### Brief
Your output should contain every record, unchanged.

### Data under study
┌────────

PR #11529, opened 2023-06-15
NAS-122493 / 13.0 / Add test for stream writes on directories

anodos325:


bmeagherix (approved):
BTW, I see you cleanup _streamstestdir_.  Is there a reason why _streamstestfile_ is not also cleaned up?

anodos325:
> BTW, I see you cleanup _streamstestdir_. Is there a reason why _streamstestfile_ is not also cleaned up?

Gets reused in later tests

PR #11533, opened 2023-06-15
NAS-122495 / 23.10 / download update file once on HA systems

themylogin:
On an HA system, download the update file once (on the active controller) and then send that file to the other controller via the heartbeat interface. This prevents the standby from downloading the same files off the network.


yocalebo (approved):

themylogin:
time 2:00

└────────

### Finished exercise
PR #11529, opened 2023-06-15
NAS-122493 / 13.0 / Add test for stream writes on directories

anodos325:


bmeagherix (approved):
BTW, I see you cleanup _streamstestdir_.  Is there a reason why _streamstestfile_ is not also cleaned up?

anodos325:
> BTW, I see you cleanup _streamstestdir_. Is there a reason why _streamstestfile_ is not also cleaned up?

Gets reused in later tests

PR #11533, opened 2023-06-15
NAS-122495 / 23.10 / download update file once on HA systems

themylogin:
On an HA system, download the update file once (on the active controller) and then send that file to the other controller via the heartbeat interface. This prevents the standby from downloading the same files off the network.


yocalebo (approved):

themylogin:
time 2:00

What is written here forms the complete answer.